Data excerpts:

PR #474, opened 2026-07-09
Add ScanAnalysis scalar sidecars

### LINKED ISSUE #473: add sidecar files with scalars after scananalysis runs
Right now, a scananalyzer appends the scalar results to the analysis/sxxx.txt file. This file is dynamic and can get deleted/regenerated. So that we don't have to re-run the analyzer, can we add a simple sidecar file indexed by shotnumber that contains the generated scalar values that lives in the same path as the other post analyzed results?

skbarber:
## Summary
- write analyzer-generated scalar updates to per-analyzer scalar_results.tsv sidecars indexed by Shotnumber
- keep the existing mutable analysis/sNNN.txt append path unchanged
- bump ScanAnalysis to 1.15.0 and document the new sidecar output

Closes #473

## Tests
- poetry run pytest tests/test_scalar_sidecar.py tests/test_use_injected_data.py
- pre-commit hooks during git commit


skbarber (commented):
Low-effort diff review (1 pass, no findings).

Reviewed the changed hunks in `single_device_scan_analyzer.py` and `base.py`. No runtime-correctness bugs found:

- The `mkdir(parents=True, exist_ok=True)` in `write_scalar_sidecar` targets the `analysis/` output tree, not `scans/ScanNNN/`, so it doesn't trip the scan-folder-creation invariant.
- `write_scalar_sidecar` is called once with the full pending update set before `append_to_sfile`, so the full-overwrite `to_csv` (drop-duplicates keep=last, sorted by Shotnumber) is correct.

LGTM. 🤖 Automated low-effort review — no blocking issues.

skbarber:
@ag6520 requested the sidecar files land with .txt extension but use tab delimiters. Also, add the ScanXXX_ prefix to the sidecar file name

skbarber:
one more comment from @ag6520: he wants the sidecar file to land in the analysis/ScanXXX dir rather than nested down into the specific analyzer folders. This also means we need to replace the generic 'scalar_results' file stem that we were using. This should be replaced with the analyzer name. Though, let's be a little careful about which name we are using here. a diagnotic config has a filename e.g. amp2out that creates and analyzer for a device UC_Amp2_IR_input. My feeling is that the name should come from the config file name rather than the device. But, this is an ambiguity that should be worked out and clearly documented

PR #475, opened 2026-07-10
docs: record EMQ confirm-device characterization from interrupted session

skbarber:
The previous session characterized \`U_EMQTripletBipolar:Current.ChN\` live (no beam) before losing filesystem access, and flagged that the result needed to be written into \`Planning/scan_variable_metadata/00_overview.md\` before it was lost. Recovering it here from the session's final message.

Adds to Deferred #5 (the topology-C confirm-device):
- **Characterization**: jitter 0.01 A, response lag <1 s, settles within ~3 frames — supply electronics behavior with no beam present.
- **Derived defaults**: confirm-poll tolerance 0.05 A (5× jitter), global poll timeout ~10 s.
- **Build spec**: new branch \`feat/scanvar-confirm-device\` off \`feat/vision-v1\`; analog match by tolerance / discrete by equality; wire into \`scan_request_runner\`'s movable-construction path via \`ScanVariable.confirm\`; add the three EMQ \`confirm:\` catalog entries once built.

Docs-only; no code/schema change. Building the actual device is the next PR.

### DIFF
--- a/Planning/scan_variable_metadata/00_overview.md
+++ b/Planning/scan_variable_metadata/00_overview.md
@@ -237,3 +237,24 @@ Two consequences that revise the earlier plan:
    `Current.ChN` in the DB** — otherwise an exact-float confirm-poll never
    settles. This is the same "how much PV metadata can the DB serve" thread as
    Deferred #1.
+
+   **Live characterization of `U_EMQTripletBipolar:Current.ChN` (2026-07-09,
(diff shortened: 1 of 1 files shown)


skbarber:
Closing without merging — the content is superseded/duplicated now that #477 exists: the build spec paragraph describes work #477 already implements (with more accurate detail in its own code/PR description), and the characterization numbers already live in `confirm.py`'s module docstring. Not worth carrying a stale echo in `Planning/`.

PR #477, opened 2026-07-10
feat(GeecsBluesky): CaConfirmSettable — implement ScanVariable.confirm (topology-C)

skbarber:
Implements the device #472 laid schema/analysis groundwork for but did not build: a scan variable where the variable you *set* differs from the variable that *measures* the result (declared in the schema since M1 via `ScanVariable.confirm`, unenforced until now).

## What this adds

- **`CaConfirmSettable`** (`devices/ca/confirm.py`): writes `variable`, then polls a *different* `confirm_variable`'s streamed readback for the physical result. Layer 1 (the `:SP` put) rides GEECS's own blocking convergence on the written variable — this is the EMQ triplet's problem: `Current_Limit.ChN` converges trivially (the limit register echoes what was written) while the real `Current.ChN` is never touched. Layer 2 polls the confirming variable: analog (float) match by tolerance, discrete (string/enum) match by exact equality — unifying with a future `CaShutter`.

To do: Report each line in the data above that holds the word "analog" by copying it.

Answer to the problem:
- **Build spec**: new branch \`feat/scanvar-confirm-device\` off \`feat/vision-v1\`; analog match by tolerance / discrete by equality; wire into \`scan_request_runner\`'s movable-construction path via \`ScanVariable.confirm\`; add the three EMQ \`confirm:\` catalog entries once built.
- **`CaConfirmSettable`** (`devices/ca/confirm.py`): writes `variable`, then polls a *different* `confirm_variable`'s streamed readback for the physical result. Layer 1 (the `:SP` put) rides GEECS's own blocking convergence on the written variable — this is the EMQ triplet's problem: `Current_Limit.ChN` converges trivially (the limit register echoes what was written) while the real `Current.ChN` is never touched. Layer 2 polls the confirming variable: analog (float) match by tolerance, discrete (string/enum) match by exact equality — unifying with a future `CaShutter`.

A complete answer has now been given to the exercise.